民主主義の原則は多数決だ。

数が多いほうが「民意」となる。


ここで、一つの問いかけをしたい。


あるところに10階だてのマンションがあった。

マンションのエレベータが老朽化したため、修繕が必要になった。

しかし、1階に住む住人は、自分たちは普段エレベータを使わないのだから、2階から上の階の住人で負担すべきという案をだした。

これに対して2階から上の住人は対案を出した。

「すべての住人が当分に負担すべき」という案?

いや、彼らが出した案は、「1階の住人がすべて負担すべき」という案だった。

2階から上の住人は、皆で示し合わせて、多数決でこの案を採択した。

結果、エレベータの修繕費は、1階の住人がすべて負担することなった。


多数決が民主主義なら、この例も民主主義といえるだろうか?

民主主義は必ずしも、正義ではないということだ、と僕は考える。


今日、なぜこんなことを書いたかというと、この例が、今の日本の現状 ーー沖縄の基地問題ーーと通じるところがある気がしたからだ。
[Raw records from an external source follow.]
PR #888, opened 2016-09-26
Raise warning if calling load() on an instance rather than the class

dust0x:
Addresses one out of four issues in [#692](https://github.com/RaRe-Technologies/gensim/issues/692)

Makes use of bound functions to differentiate between calls made through `self` and those made through class.


dust0x:
Some errors from my side. Re-opened a new PR.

基地はどこの県でも受け入れたくない。1階の住人(沖縄)もそう考える。しかし2階以上の住人(その他の県)も同様だ。

結果、その他の県は、すべて沖縄に押し付け、沖縄は国土の0.7%しか占めていないのに、一人で基地を抱えている。

これは民主主義ではあるが、正義ではない。

もちろん、沖縄には、産業がなく、基地に依存しなければ立ち行かない面があることも承知している。
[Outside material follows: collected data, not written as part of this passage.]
PR #889, opened 2016-09-26
Throw exception if load() is called on instance rather than the class

dust0x:
Addresses one out of four issues in [#692](https://github.com/RaRe-Technologies/gensim/issues/692)


dust0x:
I'll fix the `global name 'methodize' is not defined` error

gojomo:
I believe a more compact fix, with less meta-method-juggling in multiple places, would be possible and desirable here. Can the load/load_word2vec_format methods just detect is their first parameter (`cls`) isn't the expected class-object?

dust0x:
@gojomo I'd have liked that too, but it seems that `load` does not seem to differentiate between class or self once the call is made.

Here is a digest version of what I'm trying to do here instead:

```
import logging
from types import MethodType

class notWord2Vec:
    def __init__(self):
        self.notLoad = methodize(notLoad, self)
    
    @classmethod
    def notLoad(cls, var):
        print "o%s"%var
        #do something

class notDoc2Vec(notWord2Vec):
    def __init__(self):
        self.notLoad = methodize(notLoad, self)
        pass

def methodize(func, instance):
    return MethodType(func, instance.__class__)

def notLoad(self, var):
    logger.warn("<warning message for %s goes here>"%var)
    print "x%s"%var
    notWord2Vec.notLoad(var)

notWord2Vec.notLoad(0)

w = notWord2Vec()
w.notLoad(1)

notDoc2Vec.notLoad(2)

d = notDoc2Vec()
d.notLoad(3)
```

Still not fully certain what kind of errors does calling by instance cause. Perhaps you could help me understand the nature of this problem better since you raised this issue.

Thanks.

gojomo:
When it's called on an instance, isn't the `cls` parameter an instance rather than the class-object?

gensim/models/word2vec.py
```diff
@@ -1869,3 +1873,33 @@ def __iter__(self):
...
 
     logger.info("finished running %s", program)
+    
+def methodize(func, instance):
+    return MethodType(func, instance, instance.__class__)
+
+
+def load(self, *args, **kwargs):
+    logger.warn('Load was called on instance. Calling on class instead')
+    Word2Vec.load(*args, **kwargs)
```
tmylk: This is not expected behaviour. 
Expected behaviour is to print warning but still run the instance method.

gojomo: I'd suggest that best would be to error – this method doesn't modify an instance in-place, so the "one and only one right way to do it" is to call it is via the class.

dust0x:
@gojomo when calling on instance, `classmethod` takes the calling instance's class as the hidden parameter.

`cls` is of type class-object: as a call to `type (cls)` will show.

gensim/models/word2vec.py
```diff
@@ -452,6 +453,9 @@ def __init__(
         self.total_train_time = 0
         self.sorted_vocab = sorted_vocab
         self.batch_words = batch_words
+        
+        self.load = methodize(load, self)
```
tmylk: Did you mean `self.load = methodize(self.load, self)` ?
it is very confusing to assign `self.load` and then define `def load`

gensim/models/word2vec.py
```diff
@@ -1869,3 +1873,15 @@ def __iter__(self):
         model.accuracy(args.accuracy)
 
     logger.info("finished running %s", program)
+    
+def methodize(func, instance):
```
tmylk: These methods are defined outside of the class. Maybe that is why you see no difference in calling these methods and class methods? Can you link to a gist of the code you use to test the first parameter?

dust0x: This was done on purpose. Please see [here](http://stackoverflow.com/a/861109) for reference.

`MethodType` binds the method to the calling instance. What I'm doing here is something like overloading `load` based on whether it is called on instance or class.

So the argument `load` to `methodize` is the name of the function that is to be bound.

dust0x: My [latest build](https://travis-ci.org/dust0x/gensim/builds/163828265) is failing on Python 2 for some reason, I'm working on that right now. Once that's done, I'll write the tests and merge it back with develop.

gensim/models/word2vec.py
dust0x: This was done on purpose. Please see [here](http://stackoverflow.com/a/861109) for reference.

`MethodType` binds the method to the calling instance. What I'm doing here is something like overloading `load` based on whether it is called on instance or class.

So the argument `load` to `methodize` is the name of the function that is to be bound.

gojomo:
Aha, sorry, I thought an `obj.func_name()` invocation always put `obj` in as the 1st argument. 

This sort of warning would be a nice convenience for explaining a common user error that's been asked-about up a bunch of times (and probably many more times where the user eventually figured it out for themselves)... but it wouldn't justify much extra code or meta-method complexity. 

How about if instead, there's a generic utility function (taking any number of positional/keyword params) that just throws an error to the effect of, "this method name should only be called on the class object" – and that function is installed on instances in the relevant method names? That could be a smaller and clearer way to catch the error.

dust0x:
@gojomo you're right, this is a very inefficient way of doing things.

What if I use `inspect` to get the calling frame and then create a utility that basically parses through the string to figure out if the function was called using `Word2Vec.load` etc.?

gojomo:
This approach seems a bit more focused. But my concern is still complicating the code with advanced meta-features for such a minor convenience API warning.

(Separate observations: as `SaveLoad` might even now be used elsewhere, having a list of acceptable-known-subclasses coded inside its method is suboptimal – it shouldn't have to know all its subclass names. Also, at the moment post-upstream-merge, this PR diff is showing other unrelated changes as well – maybe a Github issue or your catchup-merge wasn't to current state of `develop`?)

dust0x:
@gojomo any solution we find for this *will* require complicating of the code. We've exhausted a lot of possible options till now.

Clearly, though, this approach has much lesser meta-features as compared to others.

> as `SaveLoad` might even now be used elsewhere, having a list of acceptable-known-subclasses coded inside its method is suboptimal – it shouldn't have to know all its subclass names.

This is a valid concern, do you have any recommendations?

>  maybe a Github issue or your catchup-merge wasn't to current state of `develop`?

It's the latter. I'd forgotten about that.

gojomo:
The suggestion in my [20161002 comment](https://github.com/RaRe-Technologies/gensim/pull/889#issuecomment-251011773) might be minimal in terms of line-count and magic. Roughly (not tested – I think this would work):

    def call_on_class_only(*args, **kwargs):
        logger.warn('this method name should only be called on class objects')

(in Word2Vec/etc)

    def __init__(...):
        ...
        self.load = call_on_class_only
        ...

Though perhaps also, if iterating over the `@classmethods` is easy, there'd be a utility function to auto-perform this replacement, so the impact in `Word2Vec.__init__` (etc) would just be:

    ...
    hide_class_only_methods(self)
    ...

(Essentially, this would be a slightly-slimmer refinement of your first approach.)

dust0x:
@gojomo [it works](https://travis-ci.org/dust0x/gensim/builds/170707512). I'll sync-up with master and then commit the changes.

Any idea why there's a write access conflict?

dust0x:
This is odd. It says that the job errored. It never actually started. Is this an error on Travis' side?

dust0x:
@gojomo @tmylk is this ready to be merged?

gensim/utils.py
```diff
@@ -217,6 +217,10 @@ def any2unicode(text, encoding='utf8', errors='strict'):
     return unicode(text, encoding, errors=errors)
 to_unicode = any2unicode
 
+def call_on_class_only(*args, **kwargs):
+    """Warns when load methods are called on instance"""
+    logger.warn('this method name should only be called on class objects')
```
tmylk: Please correct to 'This method should be called on a class object.'

tmylk:
Tests are needed as [here](https://github.com/RaRe-Technologies/gensim/blob/b6e9570c3d5b6b2cf80e175e0c705405b045ca44/gensim/test/test_word2vec.py#L492)

gensim/utils.py
dust0x: Done.

Will the snippet below do for test purpose?

```
@log_capture()
def test_call_on_class_only_for_w2v_load(self, l):
    model.save(testfile())
    w = Word2Vec()
    model = w.load()
    warning = "This method should be called on a class object."
    self.assertTrue(warning in str(l))
```

dust0x:
I see an unrelated error while running the [CI](https://travis-ci.org/RaRe-Technologies/gensim/builds/172051844) in `test_cbow_hs` in Python 3.4 ??

tmylk:
Nevermind that error.

gojomo:
Changes look good to me, as soon as tests are sensible and pass. Thanks for patiently sticking with this!

gensim/utils.py
```diff
@@ -217,6 +217,10 @@ def any2unicode(text, encoding='utf8', errors='strict'):
     return unicode(text, encoding, errors=errors)
 to_unicode = any2unicode
 
+def call_on_class_only(*args, **kwargs):
+    """Warns when load methods are called on instance"""
+    logger.warn('This method should be called on a class object.')
```
piskvorky: We don't want to be failing quietly (or, if logging not configured, completely in silence), ignoring the user's explicit request.

Exception is more appropriate.

gensim/models/word2vec.py
```diff
@@ -432,6 +432,8 @@ def __init__(
 
         """
 
+        self.load = call_on_class_only
```
piskvorky: This will leave the variable unbound, leading to potential confusion / serialization issues.

Proper way would be to bind it properly with `types.MethodType` or somesuch.

gojomo: If the serialization tests pass, and the exception message is understandable if it's ever called (by mistake), I don't see what other clarity would come from binding the method. That'd just make it look more like an instance-specific operation... which it specifically is not.

gensim/test/test_word2vec.py
```diff
@@ -506,7 +506,28 @@ def testTrainWarning(self, l):
...
+        """Test if logger warning is raised when loading doc2vec model on instance"""
+        model = word2vec.Word2Vec(sentences, min_count=1)
+        model.save(testfile())
+        load_on_instance = word2vec.Word2Vec()
+        model = load_on_instance.load(testfile())
+        warning = "Load methods should be called on a class object."
+        self.assertTrue(warning in str(l))
+
+    @log_capture()
+    def testLoadWord2VecOnClassWarning(self):
```
tmylk: why is this second test necessary? The first test above is enough.

gensim/models/word2vec.py
dust0x: @piskvorky, that is what I did at the beginning. Apart from the points @gojomo raises, there are some issues with the way `types.MethodTypes` is handled in Python versions 2 and 3.

gensim/test/test_word2vec.py
dust0x: Yes, you're right. I'll remove that.

gensim/test/test_doc2vec.py
```diff
@@ -306,6 +306,16 @@ def testTrainWarning(self, l):
...
+
+    @log_capture()
+    def testLoadOnClassWarning(self):
+        """Test if logger warning is raised when loading doc2vec model on instance"""
+        model = doc2vec.Doc2Vec(DocsLeeCorpus(), min_count=1)
+        model.save(testfile())
+        load_on_instance = doc2vec.Doc2Vec()
+        model = load_on_instance.load(testfile())
+        warning = "Load methods should be called on a class object."
+        self.assertTrue(warning in str(l))
```
piskvorky: What is this `l`, where does it come from?

Not a good name for a variable.

gensim/test/test_word2vec.py
```diff
@@ -506,7 +506,28 @@ def testTrainWarning(self, l):
...
+        """Test if logger warning is raised when loading doc2vec model on instance"""
+        model = word2vec.Word2Vec(sentences, min_count=1)
+        model.init_sims()
+        model.save_word2vec_format(testfile(), binary=True)
+        binary_model = word2vec.Word2Vec()
+        load_on_instance = binary_model.load_word2vec_format(testfile(), binary=True)
+        warning = "Load methods should be called on a class object."
+        self.assertTrue(warning in str(l))
```
piskvorky: Dtto -- what is `l`?

gensim/utils.py
piskvorky: @dust0x please fix.

gensim/test/test_doc2vec.py
gojomo: Unfortunately it seems to be the 'usual' name for the LogCapture objects provided by the testfixtures package `@log_capture` decorator. (See for example: https://testfixtures.readthedocs.io/en/latest/logging.html#the-decorator) But, that would seem to require an `l` parameter be added to the method, which I don't see here... so a bit baffled that this could work.

dust0x: No of course it wouldn't work. Sorry, I was trying something you weren't supposed to see this.

dust0x:
@gojomo `call_on_class_only` now raises an exception. Two questions:

1. Is `AttributeError` the right error to raise?

2. Are unittests written for exceptions?

dust0x:
@tmylk @gojomo `call_on_class_only` now raises an exception. Two questions:

1. Is `AttributeError` the right error to raise?

2. I couldn't find any unit-test cases for exceptions. If it needs to be done, can you please point me to something related? I'll quickly write it up.

dust0x:
- Method `call_on_class_only` now raises `AttributeError` as requested.

- Tests for load on instance completed.

- CI passed.

Sorry for the delay. Request to review.

dust0x:
@tmylk @gojomo please review.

しかしながら、現状のような基地の沖縄一極集中は、どう考えてもおかしい。

持ち回りでもいいから、各都道府県で受け入れていくべきではないだろうか?

橋本知事が、伊丹空港に基地を持ってこようとしたことがあったが、猛反対にあって挫折したという記憶がある。

橋本知事は、いろいろ言われてはいるが、この案は素晴らしいと感じた。

先日、全国で知事選が行われたが、新しい知事には、基地問題に関しては、自分の県の問題でもある、としっかり認識してほしい。